[Start of section]

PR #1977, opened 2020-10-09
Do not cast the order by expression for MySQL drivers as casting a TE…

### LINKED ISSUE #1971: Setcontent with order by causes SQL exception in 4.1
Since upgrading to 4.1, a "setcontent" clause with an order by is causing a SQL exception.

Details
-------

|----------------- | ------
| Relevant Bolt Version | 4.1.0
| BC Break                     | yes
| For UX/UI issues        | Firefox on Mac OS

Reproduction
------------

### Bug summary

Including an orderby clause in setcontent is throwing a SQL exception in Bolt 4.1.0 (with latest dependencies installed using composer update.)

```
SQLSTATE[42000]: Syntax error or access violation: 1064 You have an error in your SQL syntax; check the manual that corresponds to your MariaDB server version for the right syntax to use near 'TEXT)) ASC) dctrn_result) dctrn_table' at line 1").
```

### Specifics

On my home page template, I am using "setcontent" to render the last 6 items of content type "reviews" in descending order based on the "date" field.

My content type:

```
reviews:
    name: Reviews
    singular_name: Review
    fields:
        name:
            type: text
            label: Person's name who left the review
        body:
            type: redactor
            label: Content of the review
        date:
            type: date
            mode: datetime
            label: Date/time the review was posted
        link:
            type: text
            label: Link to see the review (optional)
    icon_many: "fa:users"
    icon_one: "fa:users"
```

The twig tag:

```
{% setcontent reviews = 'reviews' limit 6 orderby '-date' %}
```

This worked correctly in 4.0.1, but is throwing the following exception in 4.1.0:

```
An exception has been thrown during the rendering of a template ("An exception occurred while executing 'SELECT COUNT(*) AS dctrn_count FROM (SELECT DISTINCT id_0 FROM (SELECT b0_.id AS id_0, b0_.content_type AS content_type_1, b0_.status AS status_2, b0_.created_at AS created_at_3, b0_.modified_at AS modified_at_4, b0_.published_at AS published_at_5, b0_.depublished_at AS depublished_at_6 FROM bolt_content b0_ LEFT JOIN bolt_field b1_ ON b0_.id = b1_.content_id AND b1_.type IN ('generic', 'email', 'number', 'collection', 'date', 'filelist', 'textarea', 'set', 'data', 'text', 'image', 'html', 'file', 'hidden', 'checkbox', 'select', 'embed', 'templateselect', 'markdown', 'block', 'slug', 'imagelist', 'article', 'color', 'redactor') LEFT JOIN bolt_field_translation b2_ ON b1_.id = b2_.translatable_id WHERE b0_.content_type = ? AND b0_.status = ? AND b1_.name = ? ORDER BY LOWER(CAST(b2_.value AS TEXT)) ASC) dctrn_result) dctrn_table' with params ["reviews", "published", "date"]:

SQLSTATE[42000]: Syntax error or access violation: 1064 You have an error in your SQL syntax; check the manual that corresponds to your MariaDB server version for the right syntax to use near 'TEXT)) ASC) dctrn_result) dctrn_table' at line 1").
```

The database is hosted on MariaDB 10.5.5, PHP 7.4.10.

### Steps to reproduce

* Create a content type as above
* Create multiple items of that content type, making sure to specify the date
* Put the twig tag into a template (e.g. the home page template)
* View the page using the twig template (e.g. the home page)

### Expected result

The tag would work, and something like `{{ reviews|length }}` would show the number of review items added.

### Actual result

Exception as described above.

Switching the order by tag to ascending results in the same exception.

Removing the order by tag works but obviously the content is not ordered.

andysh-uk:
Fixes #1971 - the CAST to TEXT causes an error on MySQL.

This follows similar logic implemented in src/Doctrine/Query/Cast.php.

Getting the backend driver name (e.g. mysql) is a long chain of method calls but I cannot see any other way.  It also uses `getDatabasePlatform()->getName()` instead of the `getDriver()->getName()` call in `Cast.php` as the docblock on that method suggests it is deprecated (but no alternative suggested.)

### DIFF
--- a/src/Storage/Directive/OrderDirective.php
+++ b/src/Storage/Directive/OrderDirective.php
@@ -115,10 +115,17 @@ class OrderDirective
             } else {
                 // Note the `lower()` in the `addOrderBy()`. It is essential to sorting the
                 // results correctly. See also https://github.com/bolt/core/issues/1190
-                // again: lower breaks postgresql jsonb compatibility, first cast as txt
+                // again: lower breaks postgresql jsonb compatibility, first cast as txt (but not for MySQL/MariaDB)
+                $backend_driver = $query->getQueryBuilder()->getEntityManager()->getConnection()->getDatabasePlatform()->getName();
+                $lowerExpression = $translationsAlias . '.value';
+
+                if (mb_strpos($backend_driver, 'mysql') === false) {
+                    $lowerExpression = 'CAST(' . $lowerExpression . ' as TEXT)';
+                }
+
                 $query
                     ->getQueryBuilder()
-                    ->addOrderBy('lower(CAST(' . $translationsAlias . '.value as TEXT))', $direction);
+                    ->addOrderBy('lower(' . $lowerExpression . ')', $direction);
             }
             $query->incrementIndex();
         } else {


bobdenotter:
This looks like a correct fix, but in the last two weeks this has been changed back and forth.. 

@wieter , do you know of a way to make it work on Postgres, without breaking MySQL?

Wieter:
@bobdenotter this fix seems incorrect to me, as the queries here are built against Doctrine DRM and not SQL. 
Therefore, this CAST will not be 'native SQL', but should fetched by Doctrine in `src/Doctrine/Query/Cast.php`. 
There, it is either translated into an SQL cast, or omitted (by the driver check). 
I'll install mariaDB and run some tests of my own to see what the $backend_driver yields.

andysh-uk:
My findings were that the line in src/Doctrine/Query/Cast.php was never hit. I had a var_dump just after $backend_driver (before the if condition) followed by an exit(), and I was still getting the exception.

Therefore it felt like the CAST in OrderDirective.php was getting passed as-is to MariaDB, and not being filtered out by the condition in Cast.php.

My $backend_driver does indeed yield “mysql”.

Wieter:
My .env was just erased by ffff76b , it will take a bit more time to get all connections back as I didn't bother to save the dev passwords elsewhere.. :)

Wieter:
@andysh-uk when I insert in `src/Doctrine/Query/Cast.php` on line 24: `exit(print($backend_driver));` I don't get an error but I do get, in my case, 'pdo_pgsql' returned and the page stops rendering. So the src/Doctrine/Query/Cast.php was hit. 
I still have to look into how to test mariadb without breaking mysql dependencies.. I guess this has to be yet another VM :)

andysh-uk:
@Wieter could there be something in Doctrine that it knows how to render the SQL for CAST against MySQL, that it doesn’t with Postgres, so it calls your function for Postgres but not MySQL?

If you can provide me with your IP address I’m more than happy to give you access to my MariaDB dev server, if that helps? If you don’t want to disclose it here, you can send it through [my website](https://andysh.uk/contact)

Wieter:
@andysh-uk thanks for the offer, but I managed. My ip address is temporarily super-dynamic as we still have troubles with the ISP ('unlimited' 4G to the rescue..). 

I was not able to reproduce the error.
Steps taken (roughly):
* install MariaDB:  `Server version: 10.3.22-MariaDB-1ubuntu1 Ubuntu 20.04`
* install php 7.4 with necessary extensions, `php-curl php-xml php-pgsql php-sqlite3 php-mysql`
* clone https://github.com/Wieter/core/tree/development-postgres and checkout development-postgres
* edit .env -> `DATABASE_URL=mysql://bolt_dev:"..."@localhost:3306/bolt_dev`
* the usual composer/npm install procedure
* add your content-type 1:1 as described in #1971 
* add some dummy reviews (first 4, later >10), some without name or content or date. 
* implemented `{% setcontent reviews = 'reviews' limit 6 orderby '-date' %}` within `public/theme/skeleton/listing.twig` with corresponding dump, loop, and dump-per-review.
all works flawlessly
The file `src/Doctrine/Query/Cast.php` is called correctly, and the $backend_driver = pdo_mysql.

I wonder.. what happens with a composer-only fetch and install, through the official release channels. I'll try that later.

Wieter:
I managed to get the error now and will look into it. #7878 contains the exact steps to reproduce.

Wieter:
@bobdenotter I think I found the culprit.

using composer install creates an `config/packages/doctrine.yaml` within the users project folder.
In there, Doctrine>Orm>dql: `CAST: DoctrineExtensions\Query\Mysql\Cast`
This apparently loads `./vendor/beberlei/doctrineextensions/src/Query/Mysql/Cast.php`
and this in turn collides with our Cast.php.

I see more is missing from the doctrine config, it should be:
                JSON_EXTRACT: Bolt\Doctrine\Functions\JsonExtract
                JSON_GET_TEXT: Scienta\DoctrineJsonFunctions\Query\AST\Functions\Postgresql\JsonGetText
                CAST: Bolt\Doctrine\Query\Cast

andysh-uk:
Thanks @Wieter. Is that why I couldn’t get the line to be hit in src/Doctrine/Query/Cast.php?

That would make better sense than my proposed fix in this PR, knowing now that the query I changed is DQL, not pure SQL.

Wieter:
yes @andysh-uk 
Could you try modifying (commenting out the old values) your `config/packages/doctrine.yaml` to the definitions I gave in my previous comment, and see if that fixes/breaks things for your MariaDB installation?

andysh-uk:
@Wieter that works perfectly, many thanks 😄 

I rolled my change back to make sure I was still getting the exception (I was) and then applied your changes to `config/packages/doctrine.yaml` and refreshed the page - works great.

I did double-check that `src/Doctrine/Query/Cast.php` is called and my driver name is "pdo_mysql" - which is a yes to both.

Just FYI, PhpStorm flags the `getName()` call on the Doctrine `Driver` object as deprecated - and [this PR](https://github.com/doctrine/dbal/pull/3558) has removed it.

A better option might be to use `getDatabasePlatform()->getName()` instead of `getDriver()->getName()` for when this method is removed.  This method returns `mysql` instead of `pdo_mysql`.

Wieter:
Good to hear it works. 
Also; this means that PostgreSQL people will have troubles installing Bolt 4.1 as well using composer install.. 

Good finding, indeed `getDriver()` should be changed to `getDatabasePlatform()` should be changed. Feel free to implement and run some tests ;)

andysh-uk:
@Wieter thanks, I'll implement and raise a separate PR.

[End of section]
[Start of section]

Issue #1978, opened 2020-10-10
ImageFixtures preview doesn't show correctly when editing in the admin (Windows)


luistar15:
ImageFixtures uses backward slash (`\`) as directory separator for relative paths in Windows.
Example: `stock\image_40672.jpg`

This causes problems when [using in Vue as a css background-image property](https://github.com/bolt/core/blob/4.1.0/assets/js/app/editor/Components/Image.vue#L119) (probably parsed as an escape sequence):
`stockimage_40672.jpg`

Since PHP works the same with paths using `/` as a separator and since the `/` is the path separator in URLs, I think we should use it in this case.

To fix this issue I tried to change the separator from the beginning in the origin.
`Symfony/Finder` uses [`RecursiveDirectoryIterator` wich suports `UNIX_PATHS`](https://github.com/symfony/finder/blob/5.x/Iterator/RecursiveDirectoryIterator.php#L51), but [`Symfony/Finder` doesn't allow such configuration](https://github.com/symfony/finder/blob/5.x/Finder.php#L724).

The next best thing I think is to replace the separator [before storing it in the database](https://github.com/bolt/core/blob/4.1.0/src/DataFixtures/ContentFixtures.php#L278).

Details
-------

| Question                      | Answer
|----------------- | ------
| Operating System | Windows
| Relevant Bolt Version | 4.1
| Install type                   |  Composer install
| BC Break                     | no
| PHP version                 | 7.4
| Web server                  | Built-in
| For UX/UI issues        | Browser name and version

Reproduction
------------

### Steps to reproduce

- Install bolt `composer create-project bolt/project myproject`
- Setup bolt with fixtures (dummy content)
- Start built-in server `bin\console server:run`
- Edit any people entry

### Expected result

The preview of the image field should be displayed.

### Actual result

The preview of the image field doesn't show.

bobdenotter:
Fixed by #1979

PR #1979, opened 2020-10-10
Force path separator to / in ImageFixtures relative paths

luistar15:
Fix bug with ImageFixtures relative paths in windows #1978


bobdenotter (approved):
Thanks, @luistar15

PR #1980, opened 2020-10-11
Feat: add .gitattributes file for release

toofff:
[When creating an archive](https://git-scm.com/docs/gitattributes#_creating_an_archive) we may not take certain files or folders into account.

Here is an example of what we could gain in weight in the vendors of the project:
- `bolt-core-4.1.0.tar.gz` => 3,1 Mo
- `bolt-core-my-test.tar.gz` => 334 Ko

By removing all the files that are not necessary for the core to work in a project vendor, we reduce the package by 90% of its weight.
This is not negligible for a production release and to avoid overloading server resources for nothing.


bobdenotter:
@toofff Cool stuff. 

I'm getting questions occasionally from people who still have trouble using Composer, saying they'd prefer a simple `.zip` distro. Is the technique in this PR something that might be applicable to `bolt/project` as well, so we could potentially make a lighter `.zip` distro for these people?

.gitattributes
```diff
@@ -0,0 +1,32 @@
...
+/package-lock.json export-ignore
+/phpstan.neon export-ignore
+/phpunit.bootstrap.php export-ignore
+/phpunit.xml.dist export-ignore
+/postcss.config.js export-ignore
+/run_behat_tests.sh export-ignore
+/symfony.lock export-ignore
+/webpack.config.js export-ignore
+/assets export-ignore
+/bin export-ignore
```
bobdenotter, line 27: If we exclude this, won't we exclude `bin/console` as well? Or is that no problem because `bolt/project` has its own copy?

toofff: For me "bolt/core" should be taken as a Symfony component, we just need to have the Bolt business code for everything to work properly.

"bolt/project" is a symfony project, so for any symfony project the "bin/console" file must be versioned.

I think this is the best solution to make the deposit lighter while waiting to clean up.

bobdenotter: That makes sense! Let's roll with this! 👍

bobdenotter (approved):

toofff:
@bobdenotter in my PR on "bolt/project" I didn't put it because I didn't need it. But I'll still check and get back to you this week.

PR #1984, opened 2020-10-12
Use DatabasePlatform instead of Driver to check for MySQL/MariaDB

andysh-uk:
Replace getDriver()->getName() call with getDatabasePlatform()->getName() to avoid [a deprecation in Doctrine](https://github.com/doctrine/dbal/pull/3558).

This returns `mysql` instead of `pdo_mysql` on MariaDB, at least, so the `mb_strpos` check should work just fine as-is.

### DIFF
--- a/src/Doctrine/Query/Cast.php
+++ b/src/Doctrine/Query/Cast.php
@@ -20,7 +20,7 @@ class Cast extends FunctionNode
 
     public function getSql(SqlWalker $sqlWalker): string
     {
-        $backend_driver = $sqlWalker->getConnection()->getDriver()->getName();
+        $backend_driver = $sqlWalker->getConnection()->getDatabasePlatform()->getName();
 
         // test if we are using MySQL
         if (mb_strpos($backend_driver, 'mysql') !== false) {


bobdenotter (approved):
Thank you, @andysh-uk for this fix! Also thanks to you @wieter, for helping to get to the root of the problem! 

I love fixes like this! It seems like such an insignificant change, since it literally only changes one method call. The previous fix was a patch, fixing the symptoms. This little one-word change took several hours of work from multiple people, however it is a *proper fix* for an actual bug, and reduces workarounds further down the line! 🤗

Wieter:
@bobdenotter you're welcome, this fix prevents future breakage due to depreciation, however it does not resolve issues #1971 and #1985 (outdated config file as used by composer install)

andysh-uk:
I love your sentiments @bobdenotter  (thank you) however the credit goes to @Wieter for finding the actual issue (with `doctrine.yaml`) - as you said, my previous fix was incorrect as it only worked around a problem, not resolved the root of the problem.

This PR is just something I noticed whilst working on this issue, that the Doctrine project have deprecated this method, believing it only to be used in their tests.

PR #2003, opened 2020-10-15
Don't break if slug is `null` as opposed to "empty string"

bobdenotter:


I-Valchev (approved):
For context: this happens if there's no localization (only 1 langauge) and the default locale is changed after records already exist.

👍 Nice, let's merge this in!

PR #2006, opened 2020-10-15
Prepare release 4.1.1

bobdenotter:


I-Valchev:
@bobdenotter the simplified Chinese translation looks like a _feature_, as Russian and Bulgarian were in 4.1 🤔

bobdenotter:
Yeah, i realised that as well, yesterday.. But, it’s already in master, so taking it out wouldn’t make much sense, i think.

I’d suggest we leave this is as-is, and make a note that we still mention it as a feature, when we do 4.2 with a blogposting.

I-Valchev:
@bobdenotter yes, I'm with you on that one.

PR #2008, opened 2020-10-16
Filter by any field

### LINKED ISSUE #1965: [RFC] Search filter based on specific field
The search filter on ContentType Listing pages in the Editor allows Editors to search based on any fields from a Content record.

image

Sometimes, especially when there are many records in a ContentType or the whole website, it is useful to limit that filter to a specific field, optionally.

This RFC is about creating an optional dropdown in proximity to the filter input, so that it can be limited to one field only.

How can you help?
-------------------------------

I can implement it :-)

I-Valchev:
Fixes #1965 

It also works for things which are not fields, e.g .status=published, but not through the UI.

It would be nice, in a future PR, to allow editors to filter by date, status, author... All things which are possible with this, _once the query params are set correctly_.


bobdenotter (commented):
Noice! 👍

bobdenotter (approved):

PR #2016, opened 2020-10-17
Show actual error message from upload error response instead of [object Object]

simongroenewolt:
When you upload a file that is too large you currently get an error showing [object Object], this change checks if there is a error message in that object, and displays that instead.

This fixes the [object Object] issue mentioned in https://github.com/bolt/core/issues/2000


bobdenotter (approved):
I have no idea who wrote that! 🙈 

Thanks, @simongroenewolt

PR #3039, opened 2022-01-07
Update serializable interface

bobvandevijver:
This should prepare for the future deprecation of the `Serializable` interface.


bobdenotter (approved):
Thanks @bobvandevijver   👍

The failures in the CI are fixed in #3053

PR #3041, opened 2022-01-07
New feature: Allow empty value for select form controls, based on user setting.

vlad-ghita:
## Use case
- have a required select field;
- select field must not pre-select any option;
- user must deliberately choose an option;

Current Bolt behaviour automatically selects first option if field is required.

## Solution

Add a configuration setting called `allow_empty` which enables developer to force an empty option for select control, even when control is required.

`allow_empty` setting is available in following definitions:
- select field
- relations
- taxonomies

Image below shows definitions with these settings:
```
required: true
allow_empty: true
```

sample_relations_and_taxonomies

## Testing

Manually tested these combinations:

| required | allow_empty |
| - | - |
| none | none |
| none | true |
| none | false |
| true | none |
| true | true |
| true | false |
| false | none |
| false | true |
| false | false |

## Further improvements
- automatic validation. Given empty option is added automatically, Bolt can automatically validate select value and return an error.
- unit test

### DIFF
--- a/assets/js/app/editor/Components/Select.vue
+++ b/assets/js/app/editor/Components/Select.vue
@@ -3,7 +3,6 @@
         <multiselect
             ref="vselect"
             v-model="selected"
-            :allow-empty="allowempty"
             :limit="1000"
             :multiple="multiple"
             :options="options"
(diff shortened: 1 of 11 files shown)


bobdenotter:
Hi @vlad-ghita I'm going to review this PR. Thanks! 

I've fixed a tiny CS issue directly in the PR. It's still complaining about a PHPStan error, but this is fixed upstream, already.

[End of section]

Each line of the data that has the string "dependencies" should be returned.

» **Response to the task**
Including an orderby clause in setcontent is throwing a SQL exception in Bolt 4.1.0 (with latest dependencies installed using composer update.)
I still have to look into how to test mariadb without breaking mysql dependencies.. I guess this has to be yet another VM :)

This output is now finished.